Yogyakarta, atau yang lebih dikenal dengan sebutan Daerah Istimewa Yogyakarta (DIY), memiliki keunikan yang tak dimiliki provinsi lain di Indonesia. Salah satu yang paling menarik perhatian adalah sistem penetapan gubernur dan wakil gubernurnya yang tidak melalui pemilihan kepala daerah (Pilkada) seperti yang umum dilakukan di daerah lain. 

Keistimewaan yang dimiliki DIY bukanlah sekadar label, melainkan hasil dari perjalanan sejarah yang panjang. Yogyakarta memiliki peran penting dalam mempertahankan kemerdekaan Indonesia dan status istimewa ini diatur dalam Undang-Undang Nomor 13 Tahun 2012 tentang Keistimewaan Daerah Istimewa Yogyakarta.

Berbeda dengan daerah lain yang melaksanakan Pilkada, jabatan Gubernur DIY secara otomatis dipegang oleh Sultan Hamengku Buwono yang bertahta, sementara Wakil Gubernur dijabat oleh Adipati Paku Alam.
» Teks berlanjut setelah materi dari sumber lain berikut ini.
Issue #577, opened 2019-11-05
Standardize 'appsody deploy' help text format 


skoh7645:
Apply standard created for CLI commands' help text under issue #463, to the commands:
- [x] `appsody deploy`
- [x] `appsody deploy delete`

PR #635, opened 2019-11-14
deploy: refactor help text

skoh7645:
Reformatted help text for the following commands:
-  `appsody deploy`
-  `appsody deploy delete`

Fixes: #577


cmd/deploy.go
```diff
@@ -99,9 +99,16 @@ func newDeployCmd(rootConfig *RootCommandConfig) *cobra.Command {
...
 	var deployCmd = &cobra.Command{
 		Use:   "deploy",
-		Short: "Build and deploy your Appsody project to your Kubernetes cluster",
-		Long: `This command extracts the code from your project, builds a local Docker image for deployment,
-generates a deployment manifest (yaml) file if one is not present, and uses it to deploy your image to a Kubernetes cluster, either via the Appsody operator or as a Knative service.`,
+		Short: "Build and deploy your Appsody project to Kubernetes.",
+		Long: `Build and deploy a local container image of your Appsody project to your Kubernetes cluster. 
+		
+The stack, along with your Appsody project, is extracted to a local directory before the container image of your Appsody project is built for deployment.
+The command generates a deployment manifest file, "app-deploy.yaml", if one is not present. The CLI uses this file to deploy your image to your Kubernetes cluster, either via the Appsody operator or as a Knative service.`,
```
kewegner: I wonder if we should change the wording about Knative Service here, as of milestone 10 we will always use the appsody operator.   The --knative option determines if the appsody-operator deploys the application as a Knative Service.

cmd/deploy_delete.go
```diff
@@ -23,8 +23,15 @@ func newDeleteDeploymentCmd(deployConfig *deployCommandConfig) *cobra.Command {
...
 	var deleteDeploymentCmd = &cobra.Command{
 		Use:   "delete",
-		Short: "Delete your deployed Appsody project from a Kubernetes cluster",
-		Long:  `This command deletes your deployed Appsody project from the configured Kubernetes cluster using your existing deployment manifest.`,
+		Short: "Delete your deployed Appsody project from a Kubernetes cluster.",
+		Long: `Delete your deployed Appsody project from the configured Kubernetes cluster using your existing deployment manifest.
+
+By default, the command looks for the deployed project in the "default" namespace, and uses the generated "app-deploy.yaml" deployment manifest, unless you specify otherwise.`,
+		Example: `  appsody deploy delete -f my-deploy.yaml
+  Deletes the pod using the type and name specified in the "my-deploy.yaml" deployment manifest, in the "default" namespace.
```
kewegner: Should we say deployment rather than deletes the pod?

cmd/deploy.go
skoh7645: @kewegner How about "The CLI uses this file to deploy your image to your Kubernetes cluster via the Appsody operator, and optionally as a Knative service if you specify the '--knative' flag."?

kewegner: Yes I think that wording is OK.

cmd/deploy.go
```diff
@@ -49,9 +49,16 @@ func newDeployCmd(rootConfig *RootCommandConfig) *cobra.Command {
...
 	var deployCmd = &cobra.Command{
 		Use:   "deploy",
-		Short: "Build and deploy your Appsody project to your Kubernetes cluster",
-		Long: `This command extracts the code from your project, builds a local Docker image for deployment,
-generates a deployment manifest (yaml) file if one is not present, and uses it to deploy your image to a Kubernetes cluster, either via the Appsody operator or as a Knative service.`,
+		Short: "Build and deploy your Appsody project to Kubernetes.",
+		Long: `Build and deploy a local container image of your Appsody project to your Kubernetes cluster. 
+		
+The stack, along with your Appsody project, is extracted to a local directory before the container image of your Appsody project is built for deployment.
+The command generates a deployment manifest file, "app-deploy.yaml", if one is not present. The CLI uses this file to deploy your image to your Kubernetes cluster via the Appsody operator, and optionally as a Knative service if you specify the "--knative" flag.`,
```
Kamran64: This part is now done as part of `appsody build` - I suppose since deploy does a build under the covers this is still technically correct though. However, does the new help text for `appsody build` reference this?

kylegc: Correct. I think all of this is fine to keep here. Somewhere we may want to say that this runs an `appsody build` first, then applies the `app-deploy.yaml` to the cluster. 

The `appsody build` help text probably needs review.

cmd/deploy.go
```diff
@@ -49,9 +49,16 @@ func newDeployCmd(rootConfig *RootCommandConfig) *cobra.Command {
...
+		Example: `  appsody deploy --namespace my-namespace
+  Builds and deploys your project to the "my-namespace" namespace in your local Kubernetes cluster.
+  
+  appsody deploy -t my-repo/nodejs-express --push-url external-registry-url --pull-url internal-registry-url
+  Builds the container image, sets the namespace to "my-repo", sets the name to "nodejs-express", pushes image to "external-registry-url/my-repo/nodejs-express", and creates a deployment manifest that tells the K8S cluster to pull the image from "internal-registry-url/my-repo/nodejs-express".`,
```
kylegc: I think it reads better if you replace
`Builds the container image, sets the namespace to "my-repo", sets the name to "nodejs-express",`
with the following
`Builds and tags the image as "my-repo/nodejs-express",`

cmd/deploy.go
kylegc: We should probably also add something about the appsody operator. The operator is installed and used for the deployment.

skoh7645: @kylegc I have made the requested changes to this command. Do we need to mention more about the Appsody Operator in this command past "The CLI uses this file to deploy your image to your Kubernetes cluster via the Appsody Operator...."?

cmd/deploy_delete.go
```diff
@@ -23,8 +23,15 @@ func newDeleteDeploymentCmd(deployConfig *deployCommandConfig) *cobra.Command {
...
-		Long:  `This command deletes your deployed Appsody project from the configured Kubernetes cluster using your existing deployment manifest.`,
+		Short: "Delete your deployed Appsody project from a Kubernetes cluster.",
+		Long: `Delete your deployed Appsody project from the configured Kubernetes cluster using your existing deployment manifest.
+
+By default, the command looks for the deployed project in the "default" namespace, and uses the generated "app-deploy.yaml" deployment manifest, unless you specify otherwise.`,
+		Example: `  appsody deploy delete -f my-deploy.yaml
+  Deletes the AppsodyApplication using the name and type specified in the "my-deploy.yaml" deployment manifest, in the "default" namespace.
+  
+  appsody deploy delete --namespace my-namespace
+  Deletes the AppsodyApplication using the name and type specified in the "app-deploy.yaml" deployment manifest, in the "my-namespace" namespace.`,
```
kylegc: `Deletes the AppsodyApplication from the "my-namespace" namespace using the name and type specified in the "app-deploy.yaml" deployment manifest.

cmd/deploy_delete.go
```diff
@@ -45,6 +52,6 @@ func newDeleteDeploymentCmd(deployConfig *deployCommandConfig) *cobra.Command {
 		},
 	}
 
-	deleteDeploymentCmd.PersistentFlags().StringVarP(&deployConfigFile, "file", "f", "app-deploy.yaml", "The file name to use for the deployment configuration.")
+	deleteDeploymentCmd.PersistentFlags().StringVarP(&deployConfigFile, "file", "f", "app-deploy.yaml", "Name of the deployment configuration you want to use.")
```
kylegc: I liked having "file" in here because it must be a valid filename. So maybe we use
`Filename of the deployment configuration you want to use`

cmd/deploy.go
```diff
@@ -49,9 +49,16 @@ func newDeployCmd(rootConfig *RootCommandConfig) *cobra.Command {
...
 	var deployCmd = &cobra.Command{
 		Use:   "deploy",
-		Short: "Build and deploy your Appsody project to your Kubernetes cluster",
-		Long: `This command extracts the code from your project, builds a local Docker image for deployment,
-generates a deployment manifest (yaml) file if one is not present, and uses it to deploy your image to a Kubernetes cluster, either via the Appsody operator or as a Knative service.`,
+		Short: "Build and deploy your Appsody project to Kubernetes.",
+		Long: `Build and deploy a local container image of your Appsody project to your Kubernetes cluster. 
+		
+The command extracts the stack, along with your Appsody project to a local directory. The extracted project is used to build the container image for deployment using 'appsody build'.
+A deployment manifest file, "app-deploy.yaml", is generated if one is not present, and applied to the cluster. The CLI uses this file to deploy your image to your Kubernetes cluster via the Appsody Operator, and optionally as a Knative service if you specify the "--knative" flag.`,
```
kylegc: After this line, I would add something like:
`If the Appsody Operator cannot be found, it will be installed on your cluster.`

cmd/deploy.go
kylegc: As I said in the other comments, I think we should include a simple statement that says if the operator doesn't exist, it will be installed.

cmd/deploy_delete.go
```diff
@@ -23,8 +23,15 @@ func newDeleteDeploymentCmd(deployConfig *deployCommandConfig) *cobra.Command {
 	var deployConfigFile string
 	var deleteDeploymentCmd = &cobra.Command{
 		Use:   "delete",
-		Short: "Delete your deployed Appsody project from a Kubernetes cluster",
-		Long:  `This command deletes your deployed Appsody project from the configured Kubernetes cluster using your existing deployment manifest.`,
+		Short: "Delete your deployed Appsody project from a Kubernetes cluster.",
+		Long: `Delete your deployed Appsody project from the configured Kubernetes cluster using your existing deployment manifest.
```
doveye: Needs a comma after "cluster", otherwise could be read as "the configured Kubernetes cluster that uses your existing deployment manifest":
"Delete your deployed Appsody project from the configured Kubernetes cluster, using your existing deployment manifest."

cmd/deploy_delete.go
```diff
@@ -23,8 +23,15 @@ func newDeleteDeploymentCmd(deployConfig *deployCommandConfig) *cobra.Command {
...
+
+By default, the command looks for the deployed project in the "default" namespace, and uses the generated "app-deploy.yaml" deployment manifest, unless you specify otherwise.`,
```
doveye: I'd remove the comma in the middle, to clarify that "unless you specify otherwise" applies to both the namespace and the deployment manifest:
"By default, the command looks for the deployed project in the "default" namespace and uses the generated "app-deploy.yaml" deployment manifest, unless you specify otherwise."

cmd/deploy_delete.go
```diff
@@ -23,8 +23,15 @@ func newDeleteDeploymentCmd(deployConfig *deployCommandConfig) *cobra.Command {
...
+		Example: `  appsody deploy delete -f my-deploy.yaml
+  Deletes the AppsodyApplication from the "default" namespace using the name and type specified in the "my-deploy.yaml" deployment manifest.
```
doveye: Needs a comma before "using" again, for same reason as previously. Also, presumably we're talking about an "Appsody application" rather than an "AppsodyApplication" (or is the latter valid?):
"Deletes the Appsody application from the "default" namespace, using the name and type specified in the "my-deploy.yaml" deployment manifest."

cmd/deploy_delete.go
```diff
@@ -23,8 +23,15 @@ func newDeleteDeploymentCmd(deployConfig *deployCommandConfig) *cobra.Command {
...
+  
+  appsody deploy delete --namespace my-namespace
+  Deletes the AppsodyApplication from the "my-namespace" namespace using the name and type specified in the "app-deploy.yaml" deployment manifest`,
```
doveye: Same comments as earlier, plus needs a full stop at the end:
"Deletes the Appsody application from the "my-namespace" namespace, using the name and type specified in the "app-deploy.yaml" deployment manifest."

cmd/deploy_delete.go
```diff
@@ -45,6 +52,6 @@ func newDeleteDeploymentCmd(deployConfig *deployCommandConfig) *cobra.Command {
 		},
 	}
 
-	deleteDeploymentCmd.PersistentFlags().StringVarP(&deployConfigFile, "file", "f", "app-deploy.yaml", "The file name to use for the deployment configuration.")
+	deleteDeploymentCmd.PersistentFlags().StringVarP(&deployConfigFile, "file", "f", "app-deploy.yaml", "Filename of the deployment configuration you want to use.")
```
doveye: We've used "deployment manifest" before, so should this be the same? We don't need "to use", because that's implied, but it might be worth explaining a bit about what it's used for, eg
"The name of the deployment manifest file for your application." or "Your application's deployment manifest." (if either of those make technical sense!)

cmd/deploy_delete.go
doveye: According to the docs, you have to run this command from your Appsody project directory, so that would be worth adding to the help?

skoh7645: I have added this now, thanks

cmd/deploy_delete.go
skoh7645: In this case the latter is valid as the resource is of kind `AppsodyApplication`

skoh7645: I have added the comma :)

cmd/deploy.go
```diff
@@ -49,9 +49,19 @@ func newDeployCmd(rootConfig *RootCommandConfig) *cobra.Command {
...
 	var deployCmd = &cobra.Command{
 		Use:   "deploy",
-		Short: "Build and deploy your Appsody project to your Kubernetes cluster",
-		Long: `This command extracts the code from your project, builds a local Docker image for deployment,
-generates a deployment manifest (yaml) file if one is not present, and uses it to deploy your image to a Kubernetes cluster, either via the Appsody operator or as a Knative service.`,
+		Short: "Build and deploy your Appsody project to Kubernetes.",
+		Long: `Build and deploy a local container image of your Appsody project to your Kubernetes cluster. 
+		
+The command extracts the stack, along with your Appsody project to a local directory. The extracted project is used to build the container image for deployment using 'appsody build'.
+A deployment manifest file, "app-deploy.yaml", is generated if one is not present, and applied to the cluster. The CLI uses this file to deploy your image to your Kubernetes cluster via the Appsody Operator, and optionally as a Knative service if you specify the "--knative" flag.
```
doveye: Can you use steps in Go? I think they would be clearer, eg:

> The command performs the following steps:
> 1. Extracts the stack, along with your Appsody project, to a local directory.
> 2. Runs the `appsody build` command to build the container image for deployment.
> 3. Generates a deployment manifest file, "app-deploy.yaml", if one is not present, then applies it to the cluster. 
> 4. Deploys your image to your Kubernetes cluster via the Appsody operator, and optionally as a Knative service if you specify the "--knative" flag.

Just to check a couple of things:
- Does it makes sense to say a deployment manifest is "applied to a cluster"?
- If you specify --knative, do you get the Knative service **in addition** to the normal deployment? (That's how I interpret the above content.)

cmd/deploy.go
```diff
@@ -49,9 +49,19 @@ func newDeployCmd(rootConfig *RootCommandConfig) *cobra.Command {
...
+
+
+If the Appsody Operator cannot be found, it will be installed on your cluster.`,
+		Example: `  appsody deploy --namespace my-namespace
+  Builds and deploys your project to the "my-namespace" namespace in your local Kubernetes cluster.
+  
+  appsody deploy -t my-repo/nodejs-express --push-url external-registry-url --pull-url internal-registry-url
+  Builds and tags the image as "my-repo/nodejs-express", pushes image to "external-registry-url/my-repo/nodejs-express", and creates a deployment manifest that tells the Kubernetes cluster to pull the image from "internal-registry-url/my-repo/nodejs-express".`,
```
doveye: Needs a "the" in "pushes image"

cmd/deploy.go
```diff
@@ -49,9 +49,19 @@ func newDeployCmd(rootConfig *RootCommandConfig) *cobra.Command {
...
-		Long: `This command extracts the code from your project, builds a local Docker image for deployment,
-generates a deployment manifest (yaml) file if one is not present, and uses it to deploy your image to a Kubernetes cluster, either via the Appsody operator or as a Knative service.`,
+		Short: "Build and deploy your Appsody project to Kubernetes.",
+		Long: `Build and deploy a local container image of your Appsody project to your Kubernetes cluster. 
+		
+The command extracts the stack, along with your Appsody project to a local directory. The extracted project is used to build the container image for deployment using 'appsody build'.
+A deployment manifest file, "app-deploy.yaml", is generated if one is not present, and applied to the cluster. The CLI uses this file to deploy your image to your Kubernetes cluster via the Appsody Operator, and optionally as a Knative service if you specify the "--knative" flag.
+
+
+If the Appsody Operator cannot be found, it will be installed on your cluster.`,
```
doveye: You could add this to step 4, above:
> 4. Deploys your image to your Kubernetes cluster via the Appsody operator, and optionally as a Knative service if you specify the "--knative" flag. If an Appsody operator cannot be found, one is installed on your cluster.

cmd/deploy.go
skoh7645: Steps in Go look good (I've tested and it translates well to the website as well). I would say maybe I could make "then applies it to the cluster" by changing it to "then applies it to your Kubernetes cluster", but it does make sense to use the word "apply" in this case. I will chase up the answer to your second question

skoh7645: @doveye it is knative *instead of* normal

cmd/deploy.go
```diff
@@ -52,16 +52,17 @@ func newDeployCmd(rootConfig *RootCommandConfig) *cobra.Command {
...
-The command extracts the stack, along with your Appsody project to a local directory. The extracted project is used to build the container image for deployment using 'appsody build'.
-A deployment manifest file, "app-deploy.yaml", is generated if one is not present, and applied to the cluster. The CLI uses this file to deploy your image to your Kubernetes cluster via the Appsody Operator, and optionally as a Knative service if you specify the "--knative" flag.
+The command performs the following steps:
 
-
-If the Appsody Operator cannot be found, it will be installed on your cluster.`,
+1. Extracts the stack, along with your Appsody project, to a local directory.
+2. Runs the appsody build command to build the container image for deployment.
+3. Generates a deployment manifest file, "app-deploy.yaml", if one is not present, then applies it to your Kubernetes cluster.
+4. Deploys your image to your Kubernetes cluster via the Appsody operator, or optionally as a Knative service if you specify the "--knative" flag. If the Appsody Operator cannot be found, it will be installed on your cluster.`,
```
doveye: Need lowercase "o" for operator. I don't think we need "optionally" now that we know it's a mutually exclusive thing. One more minor thing - is it "the" operator, or "an" operator? The docs suggest you can have multiple operators?
"4. Deploys your image to your Kubernetes cluster via the Appsody operator, or as a Knative service if you specify the "--knative" flag. If the Appsody operator cannot be found, it will be installed on your cluster."

skoh7645: You can have multiple operators. I've changed this now

cmd/deploy.go
```diff
@@ -49,9 +49,20 @@ func newDeployCmd(rootConfig *RootCommandConfig) *cobra.Command {
...
 		Use:   "deploy",
-		Short: "Build and deploy your Appsody project to your Kubernetes cluster",
-		Long: `This command extracts the code from your project, builds a local Docker image for deployment,
-generates a deployment manifest (yaml) file if one is not present, and uses it to deploy your image to a Kubernetes cluster, either via the Appsody operator or as a Knative service.`,
+		Short: "Build and deploy your Appsody project to Kubernetes.",
+		Long: `Build and deploy a local container image of your Appsody project to your Kubernetes cluster. 
+		
+The command performs the following steps:
+
+1. Extracts the stack, along with your Appsody project, to a local directory.
```
EnriqueL8: Do we need to specify that the `extract` step happens? Maybe this should instead be specified in the build help text

skoh7645: I'll remove this as we already mention the `extract` in the `build` help text. Thanks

Ini adalah bentuk penghormatan terhadap sejarah dan peran Kesultanan Yogyakarta serta Kadipaten Pakualaman dalam pembentukan Negara Kesatuan Republik Indonesia.

Untuk memahami lebih dalam, mari telusuri sejarah keistimewaan DIY. Sejak Proklamasi Kemerdekaan Indonesia, pada 5 September 1945, Sultan Hamengku Buwono IX dan Sri Paku Alam VIII mengeluarkan maklumat yang menyatakan bergabungnya Kasultanan Yogyakarta dan Kadipaten Pakualaman ke dalam NKRI. Ini adalah langkah berani yang memberikan legitimasi bagi negara yang baru merdeka.

Yogyakarta tidak hanya menyumbangkan wilayah dan penduduk, tetapi juga menjadi benteng perjuangan kemerdekaan saat Jakarta jatuh ke tangan Belanda. Di bawah kepemimpinan Sultan Hamengku Buwono IX dan Paku Alam VIII, Yogyakarta berhasil mengintegrasikan nilai-nilai tradisional dengan sistem pemerintahan modern, menjaga warisan budaya yang kaya.

Dasar hukum keistimewaan DIY terletak pada Pasal 18B ayat (1) UUD 1945, yang mengakui daerah-daerah istimewa. UU No. 13 Tahun 2012 menjadi tonggak penting dalam pengaturan keistimewaan ini, mengatur secara komprehensif tentang pengisian jabatan Gubernur dan Wakil Gubernur, serta aspek kelembagaan dan kebudayaan.

Alasan mengapa Yogya tidak mengadakan Pilkada gubernur adalah sebagai bentuk pengakuan atas hak asal-usul dan pelestarian nilai budaya. Selain itu, sistem ini terbukti efektif dalam menjaga stabilitas sosial dan memajukan kesejahteraan masyarakat. Dengan tidak adanya Pilkada, DIY dapat mengalokasikan anggaran untuk program pembangunan yang lebih bermanfaat.

Namun, sistem ini juga membawa tantangan, terutama dalam konteks modernisasi dan integrasi dengan birokrasi. Yogyakarta harus mampu menyeimbangkan pelestarian nilai-nilai tradisional dengan kebutuhan pembangunan modern, serta menghadapi tantangan sosial-ekonomi dan regenerasi kepemimpinan.

Keberhasilan DIY dalam menghadapi tantangan ini akan menjadi model penting bagi daerah lain dalam mengelola keragaman dan kekhasan daerah dalam bingkai NKRI. Keistimewaan DIY dengan sistem penetapan gubernurnya adalah contoh bagaimana nilai-nilai tradisional dapat berjalan selaras dengan sistem pemerintahan modern.